Selasa, 6 Desember 2022 | 20:00 WIB ET
Wakil Gubernur Jawa Timur Emil Elestianto Dardak
Wakil Gubernur Jawa Timur Emil Elestianto Dardak

SURABAYA, kabarbisnis.com: Hubungan ekonomi antara Indonesia dan Uni Eropa bisa memberi benefit bukan hanya untuk anak-anak bangsa, tapi juga negara tetangga secara luas.

Oleh karena itu, Wakil Gubernur Jawa Timur Emil Elestianto Dardak menekankan pentingnya kerjasama antar negara-negara di ASEAN sebagai sebuah sistem. Mengingat, konektivitas menjadi sesuatu yang vital untuk memajukan wilayah seperti yang telah dicontohkan Eropa.

"Kita melihat Eropa tidak hanya satu negara. Tapi bagaimana kita bisa mengakses Uni Eropa sebagai sebuah sistem, sebagaimana mereka juga melihat Indonesia sebagai bagian dari ASEAN," ujarnya saat menghadiri EU-East Java Trade and Investment Roadshow di Hotel Sheraton, Surabaya, Selasa (6/12/2022).

"Maka kita harus lihat goal yang lebih besar. Jangan lagi hanya terpaku pada memajukan Jawa Timur atau Indonesia, tapi bagaimana bangkit bersama-sama negara ASEAN lain. Jangan lagi individual, tapi lihat ini sebagai collective system," tambah Emil.

Hal tersebut, ujar mantan Bupati Trenggalek itu, dapat dimulai dari Jawa Timur. Yang mana, hubungan Uni Eropa dengan Jawa Timur dalam hal perdagangan dan investasi dapat menjangkau sektor-sektor dan kemungkinan yang lebih luas lagi.

"Kapabilitas untuk penetrasi ke Uni Eropa ini bukan hanya sekedar mengekspor produk kita ke sana. Tapi bisa juga untuk mengajak mereka berinvestasi di sini. Nanti, penetrasinya bukan hanya untuk Indonesia tapi juga ASEAN," terangnya.

Emil lebih jauh menjelaskan, dirinya optimis Jawa Timur maupun Indonesia memiliki potensi dan daya tarik kuat bagi pengembangan ekonomi internasional. Pasalnya, pertumbuhan ekonominya teruji tangguh meski di tengah kritis pandemi.

"Jawa Timur sudah tumbuh baik di tengah tantangan pandemi. Ini menjadi sebuah daya tarik bagi investor untuk masuk di Jawa Timur dengan dukungan infrastruktur dan iklim investasi yang menjanjikan," tuturnya.

"Jadi kalau biasanya kita mengimpor mesin pesawat dan bahkan produk-produk dairy seperti butter dan susu, sebenarnya kita juga punya potensi ekspor. Bukan hanya sumber daya alam, tapi produk jadi seperti kerajinan furniture dan lain sebagainya," imbuh Emil.

Menurut data Kementerian Investasi/BKPM RI, capaian realisasi investasi Jawa Timur pada kuartal III/2022 sebesar Rp. 25,9 triliun, yang terdiri dari realisasi investasi PMA sebesar Rp 11,6 triliun dan realisasi investasi PMDN sebesar Rp 14,3 triliun. Realisasi Investasi Jawa Timur ini meningkat 43,9% (year-on-year), sementara nasional tumbuh sebesar 42,1% (year-on-year).

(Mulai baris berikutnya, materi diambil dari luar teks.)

PR #7816, opened 2024-11-16
fix(TaggingRule): allowed variable should match docs

rosenstrauch:
add missing 'r' here to allow creating tagging rules using the documented isStarred filter.

| Q             | A
| ------------- | ---
| Bug fix?      | yes
| New feature?  | no
| BC breaks?    | no
| Deprecations? | no
| Tests pass?   | yes/no
| Documentation | yes/no
| Translation   | no
| CHANGELOG.md  | yes/no
| License       | MIT


nicosomb (approved):
good catch!

yguedidi:
@nicosomb shouldn't this target 2.6 instead? Now that it's merged it must be backported I think

PR #7831, opened 2024-11-19
Fix #7746 API Document for Entry 

### LINKED ISSUE #7746: PATCH API endpoint can't edit/unstar articles
### Environment

* **Version**: 2.6.9
* **Installation**: Docker

According to [the API docs](https://app.wallabag.it/api/doc/), the correct way to programmatically unstar an entry is with PATCH:

```bash
curl -X 'PATCH' \
      "$server/api/entries/$entry_id?starred=0&is_starred=0" -H 'accept: */*' \
      -H "Authorization: Bearer $token"
```

But when I run the above command, I get a entry response that isn't updated, as if I had issued a GET command:

```text
curl -X 'PATCH' \
      "$server/api/entries/$entry_id?starred=0&is_starred=0" -H 'accept: */*' \
      -H "Authorization: Bearer $token" | jq '.is_starred'

  % Total    % Received % Xferd  Average Speed   Time    Time     Time  Current
                                 Dload  Upload   Total   Spent    Left  Speed
  0     0    0     0    0     0      0      0 --:--:-- --:--:-- --:--:--     0

1
```

And the wallabag logs show it is receiving a PATCH command, so it's not a failing curl invocation:

```text
172.31.0.4 - - [30/Oct/2024:05:22:32 +0000] "GET /api/entries/2819 HTTP/1.0" 200 10260 "-" "curl/8.10.1"
172.31.0.4 - - [30/Oct/2024:05:22:32 +0000] "PATCH /api/entries/2819?starred=0 HTTP/1.0" 499 0 "-" "curl/8.10.1"
```

EINDEX:
| Q             | A
| ------------- | ---
| Bug fix?      | yes
| New feature?  | no
| BC breaks?    | no
| Deprecations? |no
| Tests pass?   | yes
| Documentation | yes
| Translation   |no
| CHANGELOG.md  | no
| License       | MIT

Fixes #7746 

This PR just fixing the API document payload to correct JSON body from params.

### DIFF
--- a/src/Wallabag/ApiBundle/Controller/EntryRestController.php
+++ b/src/Wallabag/ApiBundle/Controller/EntryRestController.php
@@ -558,124 +558,81 @@ class EntryRestController extends WallabagRestController
      * @Operation(
      *     tags={"Entries"},
      *     summary="Create an entry.",
-     *     @OA\Parameter(
-     *         name="url",
-     *         in="query",
-     *         description="Url for the entry.",
+     *     @OA\RequestBody(
      *         required=true,
-     *         @OA\Schema(
-     *             type="string",
-     *             example="http://www.test.com/article.html"
-     *         )
-     *     ),
-     *     @OA\Parameter(
-     *         name="title",
-     *         in="query",
-     *         description="Optional, we'll get the title from the page.",
-     *         required=false,
-     *         @OA\Schema(
-     *             type="string",
-     *         )
-     *     ),
-     *     @OA\Parameter(
-     *         name="tags",
-     *         in="query",
-     *         description="a comma-separated list of tags.",
-     *         required=false,
-     *         @OA\Schema(
-     *             type="string",
-     *             example="tag1,tag2,tag3"
-     *         )
-     *     ),
-     *     @OA\Parameter(
-     *         name="archive",
-     *         in="query",
-     *         description="entry already archived",
-     *         required=false,
-     *         @OA\Schema(
-     *             type="integer",
-     *             enum={"1", "0"},
-     *             default="0"
-     *         )
-     *     ),
-     *     @OA\Parameter(
-     *         name="starred",
-     *         in="query",
-     *         description="entry already starred",
-     *         required=false,
-     *         @OA\Schema(
-     *             type="integer",
-     *             enum={"1", "0"},
-     *             default="0"
-     *         )
-     *     ),
-     *     @OA\Parameter(
-     *         name="content",
-     *         in="query",
-     *         description="Content of the entry",
-     *         required=false,
-     *         @OA\Schema(
-     *             type="string"
-     *         )
-     *     ),
-     *     @OA\Parameter(
-     *         name="language",
-     *         in="query",
-     *         description="Language of the entry",
-     *         required=false,
-     *         @OA\Schema(
-     *             type="string"
-     *         )
-     *     ),
-     *     @OA\Parameter(
-     *         name="preview_picture",
-     *         in="query",
-     *         description="Preview picture of the entry",
-     *         required=false,
-     *         @OA\Schema(
-     *             type="string"
-     *         )
-     *     ),
-     *     @OA\Parameter(
-     *         name="published_at",
-     *         in="query",
-     *         description="Published date of the entry",
-     *         required=false,
-     *
-     *         @OA\Schema(
-     *             type="string",
-     *             format="YYYY-MM-DDTHH:II:SS+TZ or a timestamp (integer)",
-     *         )
-     *     ),
-     *     @OA\Parameter(
-     *         name="authors",
-     *         in="query",
-     *         description="Authors of the entry",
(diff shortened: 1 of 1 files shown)


src/Wallabag/ApiBundle/Controller/EntryRestController.php
```diff
@@ -558,124 +558,81 @@ public function postEntriesListAction(Request $request, EntryRepository $entryRe
      * @Operation(
      *     tags={"Entries"},
      *     summary="Create an entry.",
-     *     @OA\Parameter(
-     *         name="url",
-     *         in="query",
```
yguedidi, line 563: I think the right fix is to remove this `in="query"` as suggested by @j0k3r in https://github.com/wallabag/wallabag/issues/7746#issuecomment-2454063764
the endpoints are not taking a JSON but normal POST

yguedidi (changes requested):

src/Wallabag/ApiBundle/Controller/EntryRestController.php
EINDEX: Hi @yguedidi 

I tried that, but both are not working, did you have any other suggestions?

```xml
<args>
<item key="0">string</item>
<item key="1">
<![CDATA[ Missing required field "in" for @OA\Parameter(name="url") in \Wallabag\ApiBundle\Controller\EntryRestController->postEntriesAction() in /Users/eindex/repos/wallabag/src/Wallabag/ApiBundle/Controller/EntryRestController.php ]]>
</item>
</args>
```

image

```xml
<args>
<item key="0">string</item>
<item key="1">
<![CDATA[ @OA\Parameter(name="url",in="body")->in "body" is invalid, expecting "query", "header", "path", "cookie" in \Wallabag\ApiBundle\Controller\EntryRestController->postEntriesAction() in /Users/eindex/repos/wallabag/src/Wallabag/ApiBundle/Controller/EntryRestController.php ]]>
</item>
</args>
```

image

yguedidi: not an expert on OpenAPI, but quickly checking the doc and it seems we should replace `@OA\Parameter` by [`@OA\RequestBody`](https://zircote.github.io/swagger-php/reference/annotations.html#requestbody)

yguedidi (changes requested):

EINDEX:
Hi @yguedidi 

That document says:
> Describes a single request body.

image


So this means that does not support multi-fields, like what we are using.

The reason I changed to JSON as payload, wallabag supports JSON payload. 
But I am not sure about another payload format, like form-url-encoded, or multipart.

yguedidi:
@EINDEX looking at `\Wallabag\Controller\Api\EntryRestController::retrieveValueFromRequest()` it clearly uses `$request->request->get(`, that is the equivalent for `$_POST`, so for normal post submissions, not JSON ones 😕

EINDEX:
I understand your point, the other API read JSON is using code like this: https://github.com/wallabag/wallabag/blob/89db5690a0df40348f5ff13a95f230dedb8f2e57/src/Wallabag/AnnotationBundle/Controller/WallabagAnnotationController.php#L64C9-L64C59

However I have tested the API, and on the behavior side,  https://github.com/wallabag/wallabag/issues/7746 can prove the API accepts JSON.
And it also accepts the `Content-Type: application/x-www-form-urlencoded`

Both below ways work.
```bash
curl -X "PATCH" "https://<wallabag>/api/entries/1136" \
     -H 'Authorization: Bearer <token>' \
     -H 'Content-Type: application/x-www-form-urlencoded; charset=utf-8' \
     --data-urlencode "archive=1"
```

```bash
curl -X "PATCH" "https://<wallabag>/api/entries/1136" \
     -H 'Authorization: Bearer <token>' \
     -H 'Content-Type: application/json; charset=utf-8' \
     -d $'{
  "archive": "1"
}'
```

I think the current gap, from `swagger-php` to the actual library `http_foundation` does not match, about the payload part in the document of `swagger-php` does not show any way to add `Content-Type: application/x-www-form-urlencoded`.

I am new to PHP, this confuses me.
Maybe you can test, it and give me some suggestions?

Thank you very much.

yguedidi:
Maybe @j0k3r @nicosomb @Kdecherf know better than be about API documentation?

j0k3r:
I finally took time to test it locally and it's handle pretty well.
Data is well retrieve when we send a json in the patch request. Maybe at some point the request is converted so that `$request->request->get(` can retrieve data from the body json.

Anyway, it looks ok to me.

I can see one more method that will require to be converted from `Parameter` to `RequestBody`, it's `postEntriesTagsAction`. Tags list must be given as json instead of in the query.
Maybe `postEntriesTagsListAction` too.

j0k3r:
@EINDEX can you the two remaining method to `RequestBody`? Also, can you run `php bin/php-cs-fixer fix` locally to fix CS issues?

Sedangkan untuk kinerja ekspor, pada kurun Januari hingga Juni Tahun 2022, total ekspor Jatim senilai US$11,91 milliar. Capaian ini tumbuh 9,71% dibanding periode yang sama pada tahun lalu. Khusus ekspor non migas, pertumbuhannya lebih signifikan yakni sebesar 14,29% dengan capaian senilai US$11,34 milliar.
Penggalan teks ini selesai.